Listed entries START

Issue #2398, opened 2015-04-16
"x509: certificate signed by unknown authority"


aranhoide:
Seen in loggly, seems to appear in FireTweet a lot.  Maybe something wrong with the CA setup there?  P0 because of FireTweet focus, and we're already on it anyway.

myleshorton:
To add a little more context, this is happening somewhere in fronted, although unfortunately we don't have the line number in logs. We should ideally at least report the actual root cert -- could be a MITM attempt.

atavism:
@myleshorton Created a PR for this after I saw your comment. It prepends log messages with the file name and line number: https://github.com/getlantern/flashlight-build/pull/182

myleshorton:
It would be great to just log the cert we don't trust.

xiam:
I have a few hints but still no luck debugging the exact cause of this, just a quick update, it looks like the @myleshorton suggestion it's a bit complicated to implement, this error is produced right within the Go's [crypto/x509](https://golang.org/src/crypto/x509/verify.go#L104) package, and this verification is triggered by a call to `httpClient.Do()`. I'm taking a different approach now trying to see if I can produce this error by deleting system's certs on a vm.

xiam:
Going to try one more thing with `vms.dialer.tlsConfig`, maybe we can get some debugging info from it.

fffw:
Started from Apr 28th, only tens of them reported each day, but it burst since May 4th.

I exported all messages of this error on 2.0.0-beta4 in last 7 days. The masquerade domains was not distributed evenly. One domain, *www.hawkhost.com*, contributed 436 out of 1394 items, occurred each day across timezones. Other domains only had less than 5 occurrences each.

xiam:
@fffw I'm following this issue and I was able to find some some recent logs of it, however the tlsInfo bit was not recorded, do you think we can remove [this check](https://github.com/getlantern/lantern/pull/2472/files#diff-d89b8c910f43a32ce0cc53f817ddef06R148) temporarily?

fffw:
Of course @xiam . It's just for logging purpose anyway.

xiam:
Looks like the error count for this one has decreased in beta6, only `636` occurrences this week so far.

I've noticed that most of the logged errors mention the same domain name, so that's a great clue. As far as I understand if this domain name is misbehaving it should not have be included by the genconfig script in the first place, right?

xiam:
Chrome does not complain about the authenticity of the CA.

[...]

PR #2472, opened 2015-05-04
Adding tlsInfo() function, it could help debugging https://github.com/ge...

xiam:
I could not reproduce the "x509: certificate signed by unknown authority" error but this function could help getting more debugging information.

See https://github.com/getlantern/lantern/issues/2398


fffw:
I greped all occurrences of `UnknownAuthorityError` in go source code.

```
./crypto/x509/root_windows.go:92:			return UnknownAuthorityError{c, nil, nil}
./crypto/x509/root_windows.go:132:			return UnknownAuthorityError{c, nil, nil}
./crypto/x509/root_windows.go:134:			return UnknownAuthorityError{c, nil, nil}
./crypto/x509/verify.go:92:// UnknownAuthorityError results when the certificate issuer is unknown
./crypto/x509/verify.go:93:type UnknownAuthorityError struct {
./crypto/x509/verify.go:103:func (e UnknownAuthorityError) Error() string {
./crypto/x509/verify.go:319:		err = UnknownAuthorityError{c, hintErr, hintCert}
```

It seems that the only place which triggers this error is at https://golang.org/src/crypto/x509/verify.go#L319. `hintErr` and `hintCert` should have been filled and `UnknownAuthorityError` should print more info if `hintErr` is not `nil`. But we didn't get any hint printed. TBH I don't know what it implies.

xiam:
Thanks @fffw! I fixed the wrong argument and I initially thought we would not be able to remove the "garbage" bytes but I kept on investigating and I found another solution. Could you give it a look again?

src/github.com/getlantern/fronted/masquerade.go
```diff
@@ -137,10 +137,13 @@ func (vms *verifiedMasqueradeSet) doVerify(masquerade *Masquerade) bool {
...
 		httpClient := vms.dialer.HttpClientUsing(masquerade)
-		req, _ := http.NewRequest("HEAD", "http://www.google.com/humans.txt", nil)
+		req, err := http.NewRequest("HEAD", "http://www.google.com/humans.txt", nil)
+		if err != nil {
+			errCh <- fmt.Errorf("http.NewRequest Error: %s", err)
+		}
 		resp, err := httpClient.Do(req)
 		if err != nil {
-			errCh <- fmt.Errorf("HTTP ERROR FOR MASQUERADE %v: %v", masquerade.Domain, err)
+			errCh <- fmt.Errorf("HTTP ERROR FOR MASQUERADE %v: %v, tlsInfo: %s", masquerade.Domain, err, vms.dialer.tlsInfo(masquerade))
```
fffw: Cool @xiam! New `tlsInfo` is pretty clean.

To avoid adding unrelated info to Loggly, instead of print `tlsInfo` for any errors, can we only print it if the error is`x509.UnknownAuthorityError`, or defined in https://golang.org/src/crypto/x509/verify.go ?

fffw: BTW, if you can change the message prefix to lower-case? It's the only occurrence of all-capitalized log.

xiam: > To avoid adding unrelated info to Loggly, instead of print tlsInfo for any errors, can we only print it if the error isx509.UnknownAuthorityError

Good idea!

xiam:
I took your suggestions @fffw, care to look again?

fffw:
@xiam I would like using type assertion trick.

Code is good to me in general, so I just added a new commit to your branch. Could you just review the change I made?

src/github.com/getlantern/fronted/masquerade.go
```diff
@@ -137,10 +138,19 @@ func (vms *verifiedMasqueradeSet) doVerify(masquerade *Masquerade) bool {
...
-		req, _ := http.NewRequest("HEAD", "http://www.google.com/humans.txt", nil)
+		req, err := http.NewRequest("HEAD", "http://www.google.com/humans.txt", nil)
+		if err != nil {
+			errCh <- fmt.Errorf("http.NewRequest Error: %s", err)
+		}
 		resp, err := httpClient.Do(req)
 		if err != nil {
-			errCh <- fmt.Errorf("HTTP ERROR FOR MASQUERADE %v: %v", masquerade.Domain, err)
+			errmsg := fmt.Sprintf("HTTP error for masquerade %v: %v", masquerade.Domain, err)
+			if _, ok := err.(x509.UnknownAuthorityError); ok {
```
xiam: Didn't know this can be done but makes total sense. Great trick!

xiam:
@fffw awesome! thanks.

src/github.com/getlantern/fronted/masquerade.go
myleshorton: Me neither -- cool!

myleshorton:
OK I'm merging this in guys. Looks good.

PR #2474, opened 2015-05-05
Adjusting error threshold in peer geolocation.

xiam:
`retryWait` was producing small values and error reporting was incomplete.

This could help fixing https://github.com/getlantern/lantern/issues/2394

PR #2475, opened 2015-05-06
adjust log format in statserver/peer.go

fffw:
The log we just merged from https://github.com/getlantern/lantern/pull/2474 was like below

> May 06 01:59:32.616 - flashlight.statserver: peer.go:106 Failed geolocation attempt 9/9: "Could not get response from server: \"Get http://geo.getiantem.org/lookup/178.62.198.216: net/http: request canceled while waiting for connection\"". Waiting 4m16s before retrying.

It would be better to revise it a bit as
1. it results different message groups on Loggly, as the waiting time varies;
2. quotation mark and backslash makes the text a bit clutter.

@xiam How do you think?

### DIFF
--- a/src/github.com/getlantern/flashlight/geolookup/geolookup.go
+++ b/src/github.com/getlantern/flashlight/geolookup/geolookup.go
@@ -46,7 +46,7 @@ func Configure(newClient *http.Client) {
 	if service == nil {
 		err := registerService()
 		if err != nil {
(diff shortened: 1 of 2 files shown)


fffw:
both %q and %v will add a quotation mark around the error message, %s might be more appropriate.

xiam:
Hello @fffw, I think you're right, lets remove the quotes!

myleshorton:
Nice!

Listed entries END

◆ Exercise ◆
All of the material above should be set down again, unaltered.

◆ Exercise output ◆
Issue #2398, opened 2015-04-16
"x509: certificate signed by unknown authority"


aranhoide:
Seen in loggly, seems to appear in FireTweet a lot.  Maybe something wrong with the CA setup there?  P0 because of FireTweet focus, and we're already on it anyway.

myleshorton:
To add a little more context, this is happening somewhere in fronted, although unfortunately we don't have the line number in logs. We should ideally at least report the actual root cert -- could be a MITM attempt.

atavism:
@myleshorton Created a PR for this after I saw your comment. It prepends log messages with the file name and line number: https://github.com/getlantern/flashlight-build/pull/182

myleshorton:
It would be great to just log the cert we don't trust.

xiam:
I have a few hints but still no luck debugging the exact cause of this, just a quick update, it looks like the @myleshorton suggestion it's a bit complicated to implement, this error is produced right within the Go's [crypto/x509](https://golang.org/src/crypto/x509/verify.go#L104) package, and this verification is triggered by a call to `httpClient.Do()`. I'm taking a different approach now trying to see if I can produce this error by deleting system's certs on a vm.

xiam:
Going to try one more thing with `vms.dialer.tlsConfig`, maybe we can get some debugging info from it.

fffw:
Started from Apr 28th, only tens of them reported each day, but it burst since May 4th.

I exported all messages of this error on 2.0.0-beta4 in last 7 days. The masquerade domains was not distributed evenly. One domain, *www.hawkhost.com*, contributed 436 out of 1394 items, occurred each day across timezones. Other domains only had less than 5 occurrences each.

xiam:
@fffw I'm following this issue and I was able to find some some recent logs of it, however the tlsInfo bit was not recorded, do you think we can remove [this check](https://github.com/getlantern/lantern/pull/2472/files#diff-d89b8c910f43a32ce0cc53f817ddef06R148) temporarily?

fffw:
Of course @xiam . It's just for logging purpose anyway.

xiam:
Looks like the error count for this one has decreased in beta6, only `636` occurrences this week so far.

I've noticed that most of the logged errors mention the same domain name, so that's a great clue. As far as I understand if this domain name is misbehaving it should not have be included by the genconfig script in the first place, right?

xiam:
Chrome does not complain about the authenticity of the CA.

[...]

PR #2472, opened 2015-05-04
Adding tlsInfo() function, it could help debugging https://github.com/ge...

xiam:
I could not reproduce the "x509: certificate signed by unknown authority" error but this function could help getting more debugging information.

See https://github.com/getlantern/lantern/issues/2398


fffw:
I greped all occurrences of `UnknownAuthorityError` in go source code.

```
./crypto/x509/root_windows.go:92:			return UnknownAuthorityError{c, nil, nil}
./crypto/x509/root_windows.go:132:			return UnknownAuthorityError{c, nil, nil}
./crypto/x509/root_windows.go:134:			return UnknownAuthorityError{c, nil, nil}
./crypto/x509/verify.go:92:// UnknownAuthorityError results when the certificate issuer is unknown
./crypto/x509/verify.go:93:type UnknownAuthorityError struct {
./crypto/x509/verify.go:103:func (e UnknownAuthorityError) Error() string {
./crypto/x509/verify.go:319:		err = UnknownAuthorityError{c, hintErr, hintCert}
```

It seems that the only place which triggers this error is at https://golang.org/src/crypto/x509/verify.go#L319. `hintErr` and `hintCert` should have been filled and `UnknownAuthorityError` should print more info if `hintErr` is not `nil`. But we didn't get any hint printed. TBH I don't know what it implies.

xiam:
Thanks @fffw! I fixed the wrong argument and I initially thought we would not be able to remove the "garbage" bytes but I kept on investigating and I found another solution. Could you give it a look again?

src/github.com/getlantern/fronted/masquerade.go
```diff
@@ -137,10 +137,13 @@ func (vms *verifiedMasqueradeSet) doVerify(masquerade *Masquerade) bool {
...
 		httpClient := vms.dialer.HttpClientUsing(masquerade)
-		req, _ := http.NewRequest("HEAD", "http://www.google.com/humans.txt", nil)
+		req, err := http.NewRequest("HEAD", "http://www.google.com/humans.txt", nil)
+		if err != nil {
+			errCh <- fmt.Errorf("http.NewRequest Error: %s", err)
+		}
 		resp, err := httpClient.Do(req)
 		if err != nil {
-			errCh <- fmt.Errorf("HTTP ERROR FOR MASQUERADE %v: %v", masquerade.Domain, err)
+			errCh <- fmt.Errorf("HTTP ERROR FOR MASQUERADE %v: %v, tlsInfo: %s", masquerade.Domain, err, vms.dialer.tlsInfo(masquerade))
```
fffw: Cool @xiam! New `tlsInfo` is pretty clean.

To avoid adding unrelated info to Loggly, instead of print `tlsInfo` for any errors, can we only print it if the error is`x509.UnknownAuthorityError`, or defined in https://golang.org/src/crypto/x509/verify.go ?

fffw: BTW, if you can change the message prefix to lower-case? It's the only occurrence of all-capitalized log.

xiam: > To avoid adding unrelated info to Loggly, instead of print tlsInfo for any errors, can we only print it if the error isx509.UnknownAuthorityError

Good idea!

xiam:
I took your suggestions @fffw, care to look again?

fffw:
@xiam I would like using type assertion trick.

Code is good to me in general, so I just added a new commit to your branch. Could you just review the change I made?

src/github.com/getlantern/fronted/masquerade.go
```diff
@@ -137,10 +138,19 @@ func (vms *verifiedMasqueradeSet) doVerify(masquerade *Masquerade) bool {
...
-		req, _ := http.NewRequest("HEAD", "http://www.google.com/humans.txt", nil)
+		req, err := http.NewRequest("HEAD", "http://www.google.com/humans.txt", nil)
+		if err != nil {
+			errCh <- fmt.Errorf("http.NewRequest Error: %s", err)
+		}
 		resp, err := httpClient.Do(req)
 		if err != nil {
-			errCh <- fmt.Errorf("HTTP ERROR FOR MASQUERADE %v: %v", masquerade.Domain, err)
+			errmsg := fmt.Sprintf("HTTP error for masquerade %v: %v", masquerade.Domain, err)
+			if _, ok := err.(x509.UnknownAuthorityError); ok {
```
xiam: Didn't know this can be done but makes total sense. Great trick!

xiam:
@fffw awesome! thanks.

src/github.com/getlantern/fronted/masquerade.go
myleshorton: Me neither -- cool!

myleshorton:
OK I'm merging this in guys. Looks good.

PR #2474, opened 2015-05-05
Adjusting error threshold in peer geolocation.

xiam:
`retryWait` was producing small values and error reporting was incomplete.

This could help fixing https://github.com/getlantern/lantern/issues/2394

PR #2475, opened 2015-05-06
adjust log format in statserver/peer.go

fffw:
The log we just merged from https://github.com/getlantern/lantern/pull/2474 was like below

> May 06 01:59:32.616 - flashlight.statserver: peer.go:106 Failed geolocation attempt 9/9: "Could not get response from server: \"Get http://geo.getiantem.org/lookup/178.62.198.216: net/http: request canceled while waiting for connection\"". Waiting 4m16s before retrying.

It would be better to revise it a bit as
1. it results different message groups on Loggly, as the waiting time varies;
2. quotation mark and backslash makes the text a bit clutter.

@xiam How do you think?

### DIFF
--- a/src/github.com/getlantern/flashlight/geolookup/geolookup.go
+++ b/src/github.com/getlantern/flashlight/geolookup/geolookup.go
@@ -46,7 +46,7 @@ func Configure(newClient *http.Client) {
 	if service == nil {
 		err := registerService()
 		if err != nil {
(diff shortened: 1 of 2 files shown)


fffw:
both %q and %v will add a quotation mark around the error message, %s might be more appropriate.

xiam:
Hello @fffw, I think you're right, lets remove the quotes!

myleshorton:
Nice!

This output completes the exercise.